[[ Records for processing, beginning ]]
PR #22081, opened 2022-07-09
multiple addresses: add integration tests

soulxu:
Commit Message: multiple addresses: add integration tests
Additional Description:
Risk Level: low
Testing: integration tests
Docs Changes: n/a
Release Notes: n/a

### DIFF
--- a/test/config/utility.cc
+++ b/test/config/utility.cc
@@ -724,7 +724,6 @@ ConfigHelper::ConfigHelper(const Network::Address::IpVersion version, Api::Api& 
   auto* static_resources = bootstrap_.mutable_static_resources();
   for (int i = 0; i < static_resources->listeners_size(); ++i) {
     auto* listener = static_resources->mutable_listeners(i);
-
     if (listener->mutable_address()->has_envoy_internal_address()) {
       ENVOY_LOG_MISC(
           debug, "Listener {} has internal address {}. Will not reset to loop back socket address.",
@@ -737,7 +736,6 @@ ConfigHelper::ConfigHelper(const Network::Address::IpVersion version, Api::Api& 
                      i, listener->mutable_address()->pipe().path());
       continue;
     }
-
     auto* listener_socket_addr = listener->mutable_address()->mutable_socket_address();
     if (listener_socket_addr->address() == "0.0.0.0" || listener_socket_addr->address() == "::") {
       listener_socket_addr->set_address(Network::Test::getAnyAddressString(version));
--- a/test/config/utility.cc
+++ b/test/config/utility.cc
@@ -73,7 +73,22 @@ static_resources:
                      Platform::null_device_path, Platform::null_device_path);
 }
 
-std::string ConfigHelper::baseConfig() {
+std::string ConfigHelper::baseConfig(bool multiple_addresses) {
+  if (multiple_addresses) {
+    return absl::StrCat(baseConfigNoListeners(), R"EOF(
+  listeners:
+  - name: listener_0
+    address:
+      socket_address:
+        address: 127.0.0.1
+        port_value: 0
+    additional_addresses:
+    - address:
+        socket_address:
+          address: 127.0.0.1
+          port_value: 0
+)EOF");
+  }
   return absl::StrCat(baseConfigNoListeners(), R"EOF(
   listeners:
   - name: listener_0
@@ -84,8 +99,9 @@ std::string ConfigHelper::baseConfig() {
 )EOF");
 }
 
-std::string ConfigHelper::baseUdpListenerConfig(std::string listen_address) {
-  return fmt::format(R"EOF(
+std::string ConfigHelper::baseUdpListenerConfig(std::string listen_address,
+                                                bool multiple_addresses) {
+  std::string config = fmt::format(R"EOF(
 admin:
   access_log:
   - name: envoy.access_loggers.file
@@ -108,6 +124,28 @@ static_resources:
               socket_address:
                 address: 127.0.0.1
                 port_value: 0
+)EOF",
+                                   Platform::null_device_path);
+
+  if (multiple_addresses) {
+    return absl::StrCat(config, fmt::format(R"EOF(
+  listeners:
+    name: listener_0
+    address:
+      socket_address:
+        address: {}
+        port_value: 0
+        protocol: udp
+    additional_addresses:
+    - address:
+        socket_address:
+          address: {}
+          port_value: 0
+          protocol: udp
+)EOF",
+                                            listen_address, listen_address));
+  }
[[ Records for processing, end ]]
Exercise prompt: All of the data above should be reproduced exactly, with nothing left out.

Result of this exercise:
PR #22081, opened 2022-07-09
multiple addresses: add integration tests

soulxu:
Commit Message: multiple addresses: add integration tests
Additional Description:
Risk Level: low
Testing: integration tests
Docs Changes: n/a
Release Notes: n/a

### DIFF
--- a/test/config/utility.cc
+++ b/test/config/utility.cc
@@ -724,7 +724,6 @@ ConfigHelper::ConfigHelper(const Network::Address::IpVersion version, Api::Api& 
   auto* static_resources = bootstrap_.mutable_static_resources();
   for (int i = 0; i < static_resources->listeners_size(); ++i) {
     auto* listener = static_resources->mutable_listeners(i);
-
     if (listener->mutable_address()->has_envoy_internal_address()) {
       ENVOY_LOG_MISC(
           debug, "Listener {} has internal address {}. Will not reset to loop back socket address.",
@@ -737,7 +736,6 @@ ConfigHelper::ConfigHelper(const Network::Address::IpVersion version, Api::Api& 
                      i, listener->mutable_address()->pipe().path());
       continue;
     }
-
     auto* listener_socket_addr = listener->mutable_address()->mutable_socket_address();
     if (listener_socket_addr->address() == "0.0.0.0" || listener_socket_addr->address() == "::") {
       listener_socket_addr->set_address(Network::Test::getAnyAddressString(version));
--- a/test/config/utility.cc
+++ b/test/config/utility.cc
@@ -73,7 +73,22 @@ static_resources:
                      Platform::null_device_path, Platform::null_device_path);
 }
 
-std::string ConfigHelper::baseConfig() {
+std::string ConfigHelper::baseConfig(bool multiple_addresses) {
+  if (multiple_addresses) {
+    return absl::StrCat(baseConfigNoListeners(), R"EOF(
+  listeners:
+  - name: listener_0
+    address:
+      socket_address:
+        address: 127.0.0.1
+        port_value: 0
+    additional_addresses:
+    - address:
+        socket_address:
+          address: 127.0.0.1
+          port_value: 0
+)EOF");
+  }
   return absl::StrCat(baseConfigNoListeners(), R"EOF(
   listeners:
   - name: listener_0
@@ -84,8 +99,9 @@ std::string ConfigHelper::baseConfig() {
 )EOF");
 }
 
-std::string ConfigHelper::baseUdpListenerConfig(std::string listen_address) {
-  return fmt::format(R"EOF(
+std::string ConfigHelper::baseUdpListenerConfig(std::string listen_address,
+                                                bool multiple_addresses) {
+  std::string config = fmt::format(R"EOF(
 admin:
   access_log:
   - name: envoy.access_loggers.file
@@ -108,6 +124,28 @@ static_resources:
               socket_address:
                 address: 127.0.0.1
                 port_value: 0
+)EOF",
+                                   Platform::null_device_path);
+
+  if (multiple_addresses) {
+    return absl::StrCat(config, fmt::format(R"EOF(
+  listeners:
+    name: listener_0
+    address:
+      socket_address:
+        address: {}
+        port_value: 0
+        protocol: udp
+    additional_addresses:
+    - address:
+        socket_address:
+          address: {}
+          port_value: 0
+          protocol: udp
+)EOF",
+                                            listen_address, listen_address));
+  }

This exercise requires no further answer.